**PROVIDED RECORDS**
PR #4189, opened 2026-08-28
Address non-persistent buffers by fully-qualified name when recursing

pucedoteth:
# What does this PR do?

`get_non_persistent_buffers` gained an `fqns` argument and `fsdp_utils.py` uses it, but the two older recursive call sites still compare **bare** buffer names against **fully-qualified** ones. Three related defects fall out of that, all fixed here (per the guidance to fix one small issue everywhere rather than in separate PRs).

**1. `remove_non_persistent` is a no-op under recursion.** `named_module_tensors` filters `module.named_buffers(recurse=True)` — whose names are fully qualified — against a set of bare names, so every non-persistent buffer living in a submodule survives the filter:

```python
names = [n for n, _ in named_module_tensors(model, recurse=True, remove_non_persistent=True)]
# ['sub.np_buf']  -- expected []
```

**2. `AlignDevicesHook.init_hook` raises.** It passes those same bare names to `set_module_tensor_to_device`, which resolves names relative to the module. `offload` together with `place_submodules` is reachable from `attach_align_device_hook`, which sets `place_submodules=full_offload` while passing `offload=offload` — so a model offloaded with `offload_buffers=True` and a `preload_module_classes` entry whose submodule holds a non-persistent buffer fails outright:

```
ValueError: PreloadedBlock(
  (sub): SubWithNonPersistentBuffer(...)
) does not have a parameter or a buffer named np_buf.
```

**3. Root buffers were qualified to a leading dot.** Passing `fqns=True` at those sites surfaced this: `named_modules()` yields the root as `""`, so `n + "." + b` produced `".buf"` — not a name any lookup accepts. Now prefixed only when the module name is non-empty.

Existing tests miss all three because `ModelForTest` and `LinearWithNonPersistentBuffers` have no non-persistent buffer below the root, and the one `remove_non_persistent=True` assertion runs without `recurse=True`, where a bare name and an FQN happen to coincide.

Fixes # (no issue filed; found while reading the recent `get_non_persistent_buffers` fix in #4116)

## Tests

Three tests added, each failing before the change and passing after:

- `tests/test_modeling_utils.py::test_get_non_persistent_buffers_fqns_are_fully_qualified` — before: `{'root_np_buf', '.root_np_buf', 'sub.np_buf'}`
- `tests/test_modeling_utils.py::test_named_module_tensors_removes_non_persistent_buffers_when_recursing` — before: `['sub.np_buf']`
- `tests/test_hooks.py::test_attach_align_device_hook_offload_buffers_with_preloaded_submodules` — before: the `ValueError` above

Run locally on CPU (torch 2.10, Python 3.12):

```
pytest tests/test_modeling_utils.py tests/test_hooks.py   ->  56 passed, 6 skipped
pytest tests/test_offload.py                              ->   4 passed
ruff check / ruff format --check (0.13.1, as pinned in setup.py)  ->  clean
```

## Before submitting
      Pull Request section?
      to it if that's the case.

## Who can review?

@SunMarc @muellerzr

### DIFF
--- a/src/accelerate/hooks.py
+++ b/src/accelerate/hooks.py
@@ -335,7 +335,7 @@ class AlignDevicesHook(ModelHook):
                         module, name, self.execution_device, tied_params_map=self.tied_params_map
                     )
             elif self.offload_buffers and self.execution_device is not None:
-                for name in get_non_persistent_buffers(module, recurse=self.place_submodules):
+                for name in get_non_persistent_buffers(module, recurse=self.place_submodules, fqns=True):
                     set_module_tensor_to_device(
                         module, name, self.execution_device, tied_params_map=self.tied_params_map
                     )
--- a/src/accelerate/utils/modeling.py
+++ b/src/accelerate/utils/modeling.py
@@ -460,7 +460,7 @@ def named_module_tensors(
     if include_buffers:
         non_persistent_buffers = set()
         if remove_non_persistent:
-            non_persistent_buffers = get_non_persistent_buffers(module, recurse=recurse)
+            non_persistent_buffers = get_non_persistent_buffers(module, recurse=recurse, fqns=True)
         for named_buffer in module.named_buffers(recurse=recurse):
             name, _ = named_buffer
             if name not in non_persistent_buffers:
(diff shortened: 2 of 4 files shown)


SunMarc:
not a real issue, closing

...

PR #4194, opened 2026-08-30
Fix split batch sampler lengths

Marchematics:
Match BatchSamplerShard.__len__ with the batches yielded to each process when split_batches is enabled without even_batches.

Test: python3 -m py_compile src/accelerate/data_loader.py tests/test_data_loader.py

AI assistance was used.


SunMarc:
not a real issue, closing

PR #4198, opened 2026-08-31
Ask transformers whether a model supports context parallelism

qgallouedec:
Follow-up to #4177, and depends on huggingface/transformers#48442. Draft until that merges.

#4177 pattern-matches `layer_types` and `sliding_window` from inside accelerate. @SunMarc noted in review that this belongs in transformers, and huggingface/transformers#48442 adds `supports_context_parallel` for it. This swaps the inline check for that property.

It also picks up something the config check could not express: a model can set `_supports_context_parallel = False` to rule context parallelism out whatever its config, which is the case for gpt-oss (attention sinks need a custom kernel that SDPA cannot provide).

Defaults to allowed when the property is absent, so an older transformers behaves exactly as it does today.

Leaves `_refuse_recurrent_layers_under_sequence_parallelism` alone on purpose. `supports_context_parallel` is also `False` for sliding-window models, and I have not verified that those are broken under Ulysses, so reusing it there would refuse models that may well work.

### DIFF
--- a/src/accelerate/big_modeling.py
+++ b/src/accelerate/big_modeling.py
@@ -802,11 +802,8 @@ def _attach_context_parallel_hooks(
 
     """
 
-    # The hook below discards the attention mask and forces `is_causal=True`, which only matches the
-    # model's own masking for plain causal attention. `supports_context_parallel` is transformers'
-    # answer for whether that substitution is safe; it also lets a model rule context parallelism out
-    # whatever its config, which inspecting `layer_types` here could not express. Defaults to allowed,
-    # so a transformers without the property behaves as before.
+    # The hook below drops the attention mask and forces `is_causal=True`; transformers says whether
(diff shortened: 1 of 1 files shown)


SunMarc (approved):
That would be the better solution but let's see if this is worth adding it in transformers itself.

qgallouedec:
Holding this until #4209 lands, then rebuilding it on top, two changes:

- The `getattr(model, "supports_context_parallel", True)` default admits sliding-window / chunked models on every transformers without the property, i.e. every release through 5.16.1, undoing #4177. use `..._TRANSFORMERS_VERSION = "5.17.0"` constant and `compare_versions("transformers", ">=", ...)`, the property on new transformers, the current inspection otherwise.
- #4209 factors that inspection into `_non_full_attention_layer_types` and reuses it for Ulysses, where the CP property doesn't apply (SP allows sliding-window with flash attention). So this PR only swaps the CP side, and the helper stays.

==

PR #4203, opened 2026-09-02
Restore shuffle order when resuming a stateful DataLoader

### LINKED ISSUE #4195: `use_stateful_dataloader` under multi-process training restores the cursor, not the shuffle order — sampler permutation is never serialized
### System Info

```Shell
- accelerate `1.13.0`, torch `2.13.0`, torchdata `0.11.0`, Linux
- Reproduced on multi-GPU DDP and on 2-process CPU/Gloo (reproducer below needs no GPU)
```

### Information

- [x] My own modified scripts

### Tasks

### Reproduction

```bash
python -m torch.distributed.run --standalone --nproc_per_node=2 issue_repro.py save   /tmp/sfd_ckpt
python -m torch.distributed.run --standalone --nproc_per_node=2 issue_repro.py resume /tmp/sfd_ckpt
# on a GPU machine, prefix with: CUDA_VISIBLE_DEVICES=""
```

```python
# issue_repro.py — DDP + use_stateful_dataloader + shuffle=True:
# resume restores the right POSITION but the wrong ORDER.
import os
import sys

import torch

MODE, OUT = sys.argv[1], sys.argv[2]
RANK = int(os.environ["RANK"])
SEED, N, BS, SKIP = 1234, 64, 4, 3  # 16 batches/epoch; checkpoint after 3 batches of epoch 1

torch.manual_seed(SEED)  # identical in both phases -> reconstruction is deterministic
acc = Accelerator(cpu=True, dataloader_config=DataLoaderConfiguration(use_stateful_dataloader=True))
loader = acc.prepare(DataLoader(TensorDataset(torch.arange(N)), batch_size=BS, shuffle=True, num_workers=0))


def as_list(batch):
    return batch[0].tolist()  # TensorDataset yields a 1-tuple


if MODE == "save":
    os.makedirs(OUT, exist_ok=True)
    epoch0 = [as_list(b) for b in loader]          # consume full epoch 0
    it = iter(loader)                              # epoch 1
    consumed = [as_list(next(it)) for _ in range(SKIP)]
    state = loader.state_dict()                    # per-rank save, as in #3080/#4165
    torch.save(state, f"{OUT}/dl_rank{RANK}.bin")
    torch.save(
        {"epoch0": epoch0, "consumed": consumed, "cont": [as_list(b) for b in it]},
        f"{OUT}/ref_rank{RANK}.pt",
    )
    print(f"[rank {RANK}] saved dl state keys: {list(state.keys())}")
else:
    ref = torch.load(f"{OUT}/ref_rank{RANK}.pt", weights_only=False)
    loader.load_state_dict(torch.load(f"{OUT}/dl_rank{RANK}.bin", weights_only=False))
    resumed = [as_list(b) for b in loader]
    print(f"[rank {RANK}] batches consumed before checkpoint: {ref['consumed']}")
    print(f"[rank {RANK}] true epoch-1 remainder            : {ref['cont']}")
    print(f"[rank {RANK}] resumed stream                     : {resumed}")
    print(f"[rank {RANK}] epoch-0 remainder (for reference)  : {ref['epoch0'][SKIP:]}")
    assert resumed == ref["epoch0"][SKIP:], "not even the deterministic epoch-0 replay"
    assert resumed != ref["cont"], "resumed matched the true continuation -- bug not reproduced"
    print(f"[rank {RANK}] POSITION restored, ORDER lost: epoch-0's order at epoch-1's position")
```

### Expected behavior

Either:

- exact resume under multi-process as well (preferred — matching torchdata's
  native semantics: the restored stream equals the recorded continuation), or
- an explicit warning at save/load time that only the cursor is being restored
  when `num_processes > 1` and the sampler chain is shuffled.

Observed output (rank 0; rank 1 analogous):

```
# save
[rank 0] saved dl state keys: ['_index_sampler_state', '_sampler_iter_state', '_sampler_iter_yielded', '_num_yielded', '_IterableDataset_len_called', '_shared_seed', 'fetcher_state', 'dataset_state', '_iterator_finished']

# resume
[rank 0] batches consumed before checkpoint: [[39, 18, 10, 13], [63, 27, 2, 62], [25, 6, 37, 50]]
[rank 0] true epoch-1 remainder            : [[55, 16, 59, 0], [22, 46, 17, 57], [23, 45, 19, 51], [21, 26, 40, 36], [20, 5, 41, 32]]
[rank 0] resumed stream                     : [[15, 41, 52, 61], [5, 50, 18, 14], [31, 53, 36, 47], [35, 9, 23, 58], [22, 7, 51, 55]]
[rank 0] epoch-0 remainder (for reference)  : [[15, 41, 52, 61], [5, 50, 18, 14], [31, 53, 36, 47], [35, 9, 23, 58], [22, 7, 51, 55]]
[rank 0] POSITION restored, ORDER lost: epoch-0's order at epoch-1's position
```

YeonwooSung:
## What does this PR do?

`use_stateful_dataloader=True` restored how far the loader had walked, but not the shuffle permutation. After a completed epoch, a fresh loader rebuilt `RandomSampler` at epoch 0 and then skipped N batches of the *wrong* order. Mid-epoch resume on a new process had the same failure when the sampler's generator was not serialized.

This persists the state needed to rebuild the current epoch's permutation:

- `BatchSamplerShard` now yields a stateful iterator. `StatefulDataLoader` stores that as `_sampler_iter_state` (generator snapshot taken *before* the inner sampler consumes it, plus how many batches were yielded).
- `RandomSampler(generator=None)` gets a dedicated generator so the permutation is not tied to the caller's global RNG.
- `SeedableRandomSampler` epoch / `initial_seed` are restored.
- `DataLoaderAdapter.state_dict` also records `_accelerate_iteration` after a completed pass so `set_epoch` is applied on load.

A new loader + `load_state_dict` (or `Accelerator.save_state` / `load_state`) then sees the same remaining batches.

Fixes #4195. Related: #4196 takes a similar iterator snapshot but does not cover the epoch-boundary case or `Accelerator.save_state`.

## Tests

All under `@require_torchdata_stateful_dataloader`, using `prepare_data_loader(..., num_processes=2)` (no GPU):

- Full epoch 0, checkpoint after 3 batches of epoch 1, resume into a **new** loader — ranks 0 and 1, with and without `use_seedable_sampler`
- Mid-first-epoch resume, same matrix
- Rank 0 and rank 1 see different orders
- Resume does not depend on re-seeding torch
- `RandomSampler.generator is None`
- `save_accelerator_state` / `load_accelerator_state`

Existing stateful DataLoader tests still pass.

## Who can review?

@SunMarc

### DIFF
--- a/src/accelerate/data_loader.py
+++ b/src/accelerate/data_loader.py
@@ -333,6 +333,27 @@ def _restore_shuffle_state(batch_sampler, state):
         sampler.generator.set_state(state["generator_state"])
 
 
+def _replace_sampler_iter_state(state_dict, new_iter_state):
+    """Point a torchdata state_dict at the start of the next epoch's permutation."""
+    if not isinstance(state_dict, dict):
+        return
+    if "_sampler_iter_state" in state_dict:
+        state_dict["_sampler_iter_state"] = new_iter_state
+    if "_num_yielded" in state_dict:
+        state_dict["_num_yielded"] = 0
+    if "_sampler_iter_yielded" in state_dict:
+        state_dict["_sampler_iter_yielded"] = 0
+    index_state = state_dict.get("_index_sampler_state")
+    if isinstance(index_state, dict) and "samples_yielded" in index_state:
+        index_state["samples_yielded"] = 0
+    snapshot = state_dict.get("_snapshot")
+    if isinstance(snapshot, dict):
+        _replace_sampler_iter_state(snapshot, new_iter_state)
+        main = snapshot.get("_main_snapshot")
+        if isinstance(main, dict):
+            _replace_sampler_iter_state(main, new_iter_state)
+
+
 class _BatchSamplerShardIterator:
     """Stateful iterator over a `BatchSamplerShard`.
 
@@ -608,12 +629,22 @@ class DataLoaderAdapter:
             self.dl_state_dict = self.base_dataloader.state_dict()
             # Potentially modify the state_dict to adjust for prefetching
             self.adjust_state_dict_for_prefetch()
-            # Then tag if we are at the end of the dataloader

**YOUR OBJECTIVE**
Go through the listing above. Show each line where the word "POSITION" is found.

**FINISHED TASK**
# resume restores the right POSITION but the wrong ORDER.
    print(f"[rank {RANK}] POSITION restored, ORDER lost: epoch-0's order at epoch-1's position")
[rank 0] POSITION restored, ORDER lost: epoch-0's order at epoch-1's position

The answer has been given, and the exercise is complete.